* Work required *
Write the data below out again, exactly as each line reads.

* The data *
PR #2335, opened 2023-07-11
🔉 monitor reported errors

bcaudan:
## Motivation

Have an idea on how frequently we are reporting SDK errors to customers.
For now, we only report when:

- an event limiter threshold is reached
- retry strategy queue was full

## Changes

Send telemetry debug when reporting an error

## Testing

- [x] Local
- [x] Staging
- [ ] Unit
- [ ] End to end

---

### DIFF
--- a/packages/logs/src/boot/startLogs.ts
+++ b/packages/logs/src/boot/startLogs.ts
@@ -52,7 +52,7 @@ export function startLogs(
         status: StatusType.error,
       },
     })
-    addTelemetryDebug(`Error reported: ${error.message}`)
+    addTelemetryDebug('Error reported to customer', { 'error.message': error.message })
   }
   const pageExitObservable = createPageExitObservable()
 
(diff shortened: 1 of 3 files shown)


packages/logs/src/boot/startLogs.ts
```diff
@@ -51,6 +52,8 @@ export function startLogs(
         status: StatusType.error,
       },
     })
+    addTelemetryDebug('Error reported to customer', { 'error.message': error.message })
```
BenoitZugmeyer, line 55: **💬 suggestion:** ‏the three added telemetry logs are identical. Maybe add the error source in the context? It could be logs / rum / replay

BenoitZugmeyer: I don't! `service` is fine to distinghuish between RUM and Logs, but not replay. If you think we don't need to run some analytics between RUM and Replay, we can certainly rely on the message to figure out what was the source of the log.

BenoitZugmeyer (approved):

packages/logs/src/boot/startLogs.ts
bcaudan: > If you think we don't need to run some analytics between RUM and Replay, we can certainly rely on the message

That sounds fine for now, let's wait and see if we feel the need to add more context later

PR #4315, opened 2026-03-11
⚗️ Add Angular Router integration

rgaignault:
## Motivation

The RUM Browser SDK supports React but has no Angular equivalent. Angular is widely used and customers need RUM views aligned with their Angular route definitions — using route patterns like `/article/:articleId` instead of resolved URLs like `/article/2`.

This PR adds `@datadog/browser-rum-angular`, starting with Angular Router integration as described in the [Angular integration RFC](https://datadoghq.atlassian.net/wiki/spaces/RUMP/pages/6355583242/RFC+Angular+router+integration).

## Changes

**New package: `@datadog/browser-rum-angular`**

- `angularPlugin({ router: true })` — RUM plugin that enables manual view tracking when router integration is active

* Result for this exercise *
PR #2335, opened 2023-07-11
🔉 monitor reported errors

bcaudan:
## Motivation

Have an idea on how frequently we are reporting SDK errors to customers.
For now, we only report when:

- an event limiter threshold is reached
- retry strategy queue was full

## Changes

Send telemetry debug when reporting an error

## Testing

- [x] Local
- [x] Staging
- [ ] Unit
- [ ] End to end

---

### DIFF
--- a/packages/logs/src/boot/startLogs.ts
+++ b/packages/logs/src/boot/startLogs.ts
@@ -52,7 +52,7 @@ export function startLogs(
         status: StatusType.error,
       },
     })
-    addTelemetryDebug(`Error reported: ${error.message}`)
+    addTelemetryDebug('Error reported to customer', { 'error.message': error.message })
   }
   const pageExitObservable = createPageExitObservable()
 
(diff shortened: 1 of 3 files shown)


packages/logs/src/boot/startLogs.ts
```diff
@@ -51,6 +52,8 @@ export function startLogs(
         status: StatusType.error,
       },
     })
+    addTelemetryDebug('Error reported to customer', { 'error.message': error.message })
```
BenoitZugmeyer, line 55: **💬 suggestion:** ‏the three added telemetry logs are identical. Maybe add the error source in the context? It could be logs / rum / replay

BenoitZugmeyer: I don't! `service` is fine to distinghuish between RUM and Logs, but not replay. If you think we don't need to run some analytics between RUM and Replay, we can certainly rely on the message to figure out what was the source of the log.

BenoitZugmeyer (approved):

packages/logs/src/boot/startLogs.ts
bcaudan: > If you think we don't need to run some analytics between RUM and Replay, we can certainly rely on the message

That sounds fine for now, let's wait and see if we feel the need to add more context later

PR #4315, opened 2026-03-11
⚗️ Add Angular Router integration

rgaignault:
## Motivation

The RUM Browser SDK supports React but has no Angular equivalent. Angular is widely used and customers need RUM views aligned with their Angular route definitions — using route patterns like `/article/:articleId` instead of resolved URLs like `/article/2`.

This PR adds `@datadog/browser-rum-angular`, starting with Angular Router integration as described in the [Angular integration RFC](https://datadoghq.atlassian.net/wiki/spaces/RUMP/pages/6355583242/RFC+Angular+router+integration).

## Changes

**New package: `@datadog/browser-rum-angular`**

- `angularPlugin({ router: true })` — RUM plugin that enables manual view tracking when router integration is active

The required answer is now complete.